Everyone tells me that all "the firsts" are the hardest, so now that Christmas is over, I guess I can say I survived another "first." Actually, I found the weeks leading up to it, and the days following, to be more difficult than the actual day itself. I found the pre-holiday frenzy, with all the talk about cards and gifts and holiday entertaining, somewhat stressful, probably because I wasn't participating in any of it. That really should have been a good thing—I think I've done my share of complaining about the commercialization of Christmas in the past—but I just couldn't shake the feeling that I was missing out on something.
Because all four of my "kids" were planning to fly down to spend Christmas with me, we decided to forgo gift giving, so there were no presents to buy.

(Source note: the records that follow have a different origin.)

PR #1970, opened 2025-09-10
feat(payments): Chunk fetching of PaymentVault reservation updates

litt3:
- Allows us to configure a maximum number of accountIDs to fetch updates for in a given call from the reservation vault monitor
- Addresses the concern brought up [here](https://github.com/Layr-Labs/eigenda/pull/1952#discussion_r2331066327)
- The corresponding change for the on demand monitor will be made in a subsequent PR, once this approach has gone through review


core/payments/reservation/reservation_vault_monitor.go
```diff
@@ -101,6 +97,54 @@ func (vm *ReservationVaultMonitor) refreshReservations(ctx context.Context) erro
...
+// Fetches reservations from the PaymentVault. If number of accountIDs exceeds configured rpcBatchSize, multiple RPC
+// calls will be made in series to fetch all reservation data. If rpcBatchSize is configured to be 0, all data
+// will be fetched in a single call, no matter how many accounts are passed in.
+func (vm *ReservationVaultMonitor) fetchReservations(
+	ctx context.Context,
+	accountIDs []gethcommon.Address,
+) ([]*bindings.IPaymentVaultReservation, error) {
+	if len(accountIDs) == 0 {
+		return nil, nil
+	}
```
samlaf: is this really what we want? or is this a bug?

core/payments/reservation/reservation_vault_monitor.go
```diff
@@ -101,6 +97,54 @@ func (vm *ReservationVaultMonitor) refreshReservations(ctx context.Context) erro
...
+			if end > len(accountIDs) {
+				end = len(accountIDs)
+			}
+			accountBatches = append(accountBatches, accountIDs[i:end])
+		}
+	}
+
+	allReservations := make([]*bindings.IPaymentVaultReservation, 0, len(accountIDs))
+	for batchIndex, batch := range accountBatches {
+		newReservations, err := vm.paymentVault.GetReservations(ctx, batch)
```
samlaf: nit: this would be a good usecase for errgroup no? Fetch everything in parallel, if anything errors error the whole thing since we need all the accounts anyways.

samlaf (approved):

core/payments/reservation/reservation_vault_monitor.go
litt3: You're right, this shouldn't be here. It's being checked that `accountIDs != 0` in `refreshReservations`, prior to calling `fetchReservations`. 

I removed it
cd82cc02a50bedbbcf034e02368fd080fa95c059

core/payments/reservation/reservation_vault_monitor.go
litt3: bc278dd92fde8f5c57bcd28032363cf64b80cfc8

👍 Done. Feels maybe a bit overengineered, but not too bad to reason about, and makes this fully future proof

core/payments/reservation/reservation_vault_monitor.go
samlaf: hmm but prob still better to keep just in case no? I like to have checks in both caller in callee, following https://tigerbeetle.com/blog/2023-12-27-it-takes-two-to-contract/

But perhaps if 0 len accountIDs is passed itll just work fine anyways since the for loop wont do anything?

core/payments/reservation/reservation_vault_monitor.go
samlaf: lgtm. My only issue with this now is that if someone uses public rpc with rate limits and it sends a gazillion number of requests at once, then it'll get rate limited and never end up creating the whole array. :\ 
I guess nothing is ever "fully future proof" lol

core/payments/reservation/reservation_vault_monitor.go
litt3: > But perhaps if 0 len accountIDs is passed itll just work fine anyways since the for loop wont do anything?

That's right. If empty accounts _did_ manage to get passed in, the whole thing would just be a noop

I did intend to send cards this year—something I hadn't done last year because of Art's illness—and even got the cards I'd purchased in a post-holiday sale two years ago out of storage. But in the end, I couldn't bring myself to do it. That turned out to be the most difficult part of the holidays for me. As cards began to arrive in the mail, too many of them were addressed to "Mr. and Mrs.," a painful reminder that there were many friends from our past lives, friends we only communicate with during the holidays, who did not know that Art had died; and, because I didn't send cards last Christmas, many of them didn't even know he'd been ill. Before another year goes by, I know I need to communicate with these friends, all of whom Art and i cared about even though we didn't communicate regularly. That is my New Year's resolution.
Thanks to my wonderful adult children and their significant others, and my sister and brother-in-law, Christmas eve and Christmas Day were filled with good food, good company, and an abundance of love. To honor Art, we put candles in empty red wine bottles, and felt his presence. There were tears, of course, but there was more laughter than tears. And that is just the way Art would have wanted it.